(Beginning of Task inputs)

PR #596, opened 2021-03-22
SessionID as Option

sayrer:
As discussed in #584, this patch makes SessionID an Option in most places. I had to touch parts of the codebase I'm not very familiar with, so I'm not that confident in this patch, but it does pass all of the tests.

I wasn't sure what to do when reading a zero-length SessionID off the wire. I left it as-is, but perhaps it should result in None.


rustls/src/client/hs.rs
```diff
@@ -683,71 +681,78 @@ impl State for ExpectServerHello {
...
-                if resuming.supported_cipher_suite() != suite {
-                    let error_msg = "abbreviated handshake offered, but with varied cs".to_string();
-                    return Err(TlsError::PeerMisbehavedError(error_msg));
-                }
-
-                // And about EMS support?
-                if resuming.extended_ms != self.using_ems {
-                    let error_msg = "server varied ems support over resume".to_string();
-                    return Err(TlsError::PeerMisbehavedError(error_msg));
+        match (&self.handshake.resuming_session, self.session_id) {
```
djc, line 684: Above, let's also fix the nit Brian mentioned here: https://github.com/ctz/rustls/pull/584/files/9d4761acc86de30e02f8460364ca49413d937b82#r599254767. (Line 634 in the current state of your branch.)

rustls/src/client/hs.rs
```diff
@@ -683,71 +681,78 @@ impl State for ExpectServerHello {
...
+                debug!("Did not resume session.");
             }
         }
 
         Ok(Box::new(tls12::ExpectCertificate {
             handshake: self.handshake,
-            session_id: self.session_id,
+            session_id: self
+                .session_id
+                .ok_or(TlsError::HandshakeNotComplete)?,
```
djc, line 755: I spent some time figuring out why this is here, but I can't quite figure it out. Why do we need this?

djc (commented):
Thanks, I think this is a useful change! Bunch of nits and one question left...

rustls/src/msgs/persist.rs
```diff
@@ -171,7 +171,7 @@ impl ClientSessionValueWithResolvedCipherSuite {
         self.supported_cipher_suite
     }
 
-    pub fn set_session_id(&mut self, id: SessionID) {
+    pub fn set_session_id(&mut self, id: Option<SessionID>) {
```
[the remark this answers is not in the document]
sayrer: I don't think I understand what you want here.

rustls/src/client/hs.rs
sayrer: I thought that must be true as a result of line 634, but I can make it an Option as well. It also relates to the question I asked above:

> I wasn't sure what to do when reading a zero-length SessionID off the wire. I left it as-is, but perhaps it should result in None.

I don't think this will hold if the server's session_id can be None.

rustls/src/msgs/persist.rs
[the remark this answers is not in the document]
sayrer: @djc need a little guidance here when you get some time, would be nice to land this.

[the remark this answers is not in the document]
djc: I meant to change the function signature to have an argument of type `SessionID`, leaving the `Some`-wrapping to this method.

rustls/src/client/hs.rs
djc: I do think reading a zero-length `SessionID` off the wire should result in `None` (IMO only non-empty `SessionID`s should be `Some`).

rustls/src/msgs/persist.rs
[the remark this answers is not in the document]
sayrer: Yes, I get it now. What you suggest would prevent setting this value to None, but I suppose that's what you're going for.

rustls/src/client/hs.rs
sayrer: OK, I will change adjust this to interpret zero-length `SessionID` messages as None.

rustls/src/msgs/persist.rs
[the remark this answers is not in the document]
djc: (I'll review the other parts, but this one is still open.)

rustls/src/msgs/handshake.rs
```diff
@@ -865,7 +861,7 @@ impl Codec for ClientHelloPayload {
         let mut ret = ClientHelloPayload {
             client_version: ProtocolVersion::read(r)?,
             random: Random::read(r)?,
-            session_id: SessionID::read(r)?,
+            session_id: Some(SessionID::read(r)?),
```
djc, line 864: All instances of `Some(SessionID::read(r)?)` can be replaced with just `SessionID::read(r)`.

rustls/src/server/tls12.rs
```diff
@@ -403,17 +403,19 @@ impl hs::State for ExpectFinished {
...
-            let worked = sess.config.session_storage.put(
-                self.handshake.session_id.get_encoding(),
-                value.get_encoding(),
-            );
-            if worked {
-                debug!("Session saved");
-            } else {
-                debug!("Session not saved");
+        if !self.resuming {
+            if let Some(session_id) = self.handshake.session_id {
```
djc, line 407: To prevent the increased indentation here, maybe try `if let (Some(session_id), false) = (self.handshake.session_id, self.resuming)`?

sayrer:
> I would expect that the SeessionID::new constructor will be replaced with a `try_from()`

I did this, just a few failing tests now.

sayrer:
I think the only thing left to do here is fix:

```
fn random_sessionid() -> Result<SessionID, rand::GetRandomFailed> {
    let mut random_id = [0u8; 32];
    rand::fill_random(&mut random_id)?;
    let id: &[u8] = &random_id;
    // TODO: fix this unwrap
    Ok(SessionID::try_from(id).unwrap())
}
```

The problem being that `rand::fill_random` and `SessionID::try_from` return different error types. I don't know the best way to deal with that.

djc:
I've submitted a solution for that a separate PR in #610. It turns out `SessionID` is really only used (except in test code) to create random `SessionID`s, so if we just flatten that abstraction, things work out for the better (and we don't even need the `TryFrom` impl, I think).

sayrer:
> I've submitted a solution for that a separate PR in #610. `SessionID` is only used (except in test code) to create random `SessionID`s, so if we just flatten that abstraction, things work out for the better (and we don't even need the `TryFrom` impl, I think).

That looks better than what I have. I'll wait until that lands and rebase.

sayrer:
Here is the fuzzer error: https://gist.github.com/sayrer/1c8bb7b1f1eb1559fb9d5ed93af842e4

I've never used `cargo fuzz` before, so I'm digging into how to reproduce it. It doesn't trigger easily locally.

djc:
Maybe throw both of  the byte sequence into `Message::read_with_detailed_error()` and see what comes out? It's unfortunate that your backtrace doesn't seem to find symbols.

sayrer:
These both failed in these fuzz cases on the 44th byte, I think. So it is reproducing reliably in CI. It does not happen on my machine.

sayrer:
Well, my copy of nightly is a week out-of-date. I will try updating it to the version used in CI. I am on x64 Linux.

```
sayrer@sayrer-ml:~/github/grafica/rustls$ rustup show
Default host: x86_64-unknown-linux-gnu
rustup home:  /home/sayrer/snap/rustup/common/rustup

nightly-x86_64-unknown-linux-gnu (default)
rustc 1.53.0-nightly (07e0e2ec2 2021-03-24)
sayrer@sayrer-ml:~/github/grafica/rustls$ rustc --version
rustc 1.53.0-nightly (07e0e2ec2 2021-03-24)
```

sayrer:
I can reproduce this now with `cargo fuzz run message -- -max_total_time=10`.

sayrer:
It's this test that is failing:

```
fuzz_target!(|data: &[u8]| {
    let mut rdr = Reader::init(data);
    if let Some(mut m) = Message::read(&mut rdr) {
        m.decode_payload();
        //println!("msg = {:#?}", m);
        let enc = m.get_encoding();
        //println!("data = {:?}", &data[..rdr.used()]);
        assert_eq!(enc, data[..rdr.used()]);
    }
});
```
The 44th byte is different, but the output is otherwise identical.

sayrer:
```
m.typ: Handshake
m.version: TLSv1_2
thread '<unnamed>' panicked at 'assertion failed: `(left == right)`
  left: `[22, 3, 3, 0, 65, 2, 0, 0, 61, 3, 3, 150, 58, 219, 228, 186, 148, 105, 216, 198, 103, 26, 194, 118, 139, 92, 132, 183, 122, 108, 147, 213, 248, 17, 44, 104, 144, 251, 156, 124, 192, 203, 42, 0, 0, 116, 0, 0, 21, 0, 0, 0, 0, 255, 1, 0, 1, 0, 0, 11, 0, 4, 3, 0, 1, 255, 4, 35, 0, 0]`,
 right: `[22, 3, 3, 0, 65, 2, 0, 0, 61, 3, 3, 150, 58, 219, 228, 186, 148, 105, 216, 198, 103, 26, 194, 118, 139, 92, 132, 183, 122, 108, 147, 213, 248, 17, 44, 104, 144, 251, 156, 124, 192, 203, 42, 47, 0, 116, 0, 0, 21, 0, 0, 0, 0, 255, 1, 0, 1, 0, 0, 11, 0, 4, 3, 0, 1, 255, 4, 35, 0, 0]`', fuzzers/message.rs:17:9
```

sayrer:
It looks like ClientHelloPayload is the problem.

sayrer:
It seems like

```
    pub fn encode(session_id: Option<SessionID>, bytes: &mut Vec<u8>) {
        match session_id {
            Some(session_id) => session_id.encode(bytes),
            None => bytes.push(0u8),
        }
    }
```
is somehow incorrect in the fuzz tests.

sayrer:
OK, I think I found it. It looks like ServerHelloPayload and ClientHelloPayload were relying on SessionID deserialization in some some surprising ways. I got one of these fuzz tests to pass with this unacceptable diff. I think `ClientHelloPayload` has a similar issue. On the upside, I think this is why this patch is a good idea.

```
diff --git a/rustls/src/msgs/handshake.rs b/rustls/src/msgs/handshake.rs
index 8fbd7c2..921921c 100644
--- a/rustls/src/msgs/handshake.rs
+++ b/rustls/src/msgs/handshake.rs
@@ -1211,6 +1211,9 @@ impl Codec for ServerHelloPayload {
     // minus version and random, which have already been read.
     fn read(r: &mut Reader) -> Option<ServerHelloPayload> {
         let session_id = SessionID::read(r);
+        if session_id.is_none() {
+            return None;
+        }
         let suite = CipherSuite::read(r)?;
         let compression = Compression::read(r)?;
         let extensions = codec::read_vec_u16::<ServerExtension>(r)?;
```

sayrer:
I'll add a couple of fuzz tests to the corpus in this patch. Making them pass causes some unit tests to fail, so I think it's a good check.

sayrer:
Reproducible with

`cargo fuzz run message fuzz/corpus/message/Handshake.258f5d2d7a8677c9face5972a70ba9a6ef2b85c4.bin`

ctz:
> OK, I think I found it. 

I don't think ClientHelloPayload/ServerHelloPayload should have Option<SessionID> as a member, because by definition they always have a session ID inside (even if its empty). I don't think `Option<SessionID>::None` is a good representation for an empty session ID, since that's a valid session ID and, as you've found, it means we can't distinguish invalid and valid session ID encodings.

If you could rebase this work on main and squash some of the back-and-forth commits that'd be helpful.

sayrer:
> If you could rebase this work on main and squash some of the back-and-forth commits that'd be helpful.

Sure. Sorry this got a little messy, as it took me a few tries to reproduce the CI errors. I also figured you'd squash it all when merging, but I can be more careful about this kind of thing in the future.

sayrer:
I will get this working with revisions ClientHelloPayload/ServerHelloPayload here, and then do a new PR for a cleaner commit history on main. At least we should get an extra couple of fuzz tests out of this.

sayrer:
(This isn't ready to review yet, just made ctz's suggested change and got it compiling)

djc:
> I don't think ClientHelloPayload/ServerHelloPayload should have Option as a member, because by definition they always have a session ID inside (even if its empty). I don't think Option<SessionID>::None is a good representation for an empty session ID, since that's a valid session ID and, as you've found, it means we can't distinguish invalid and valid session ID encodings.

Not sure I'm quite convinced by this argument. It seems to me that the RFCs repeatedly call out empty session IDs as special, and encoding this in the type system seems quite useful, and less error prone than relying on calls to `is_empty()` to check for this special case. I'm not exactly sure how/why we can't distinguish invalid and valid session ID encodings if we use `None` to represent the empty session ID; we probably shouldn't be using `Option` to encode invalid vs valid anyway.

sayrer:
I'm going to close this in favor of #621, since this got a little messy. I'll copy over the last comment.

(End of Task inputs)

### Task description
Whenever a line of the material above contains the string "corpus", copy that line out.

### Output
I'll add a couple of fuzz tests to the corpus in this patch. Making them pass causes some unit tests to fail, so I think it's a good check.
`cargo fuzz run message fuzz/corpus/message/Handshake.258f5d2d7a8677c9face5972a70ba9a6ef2b85c4.bin`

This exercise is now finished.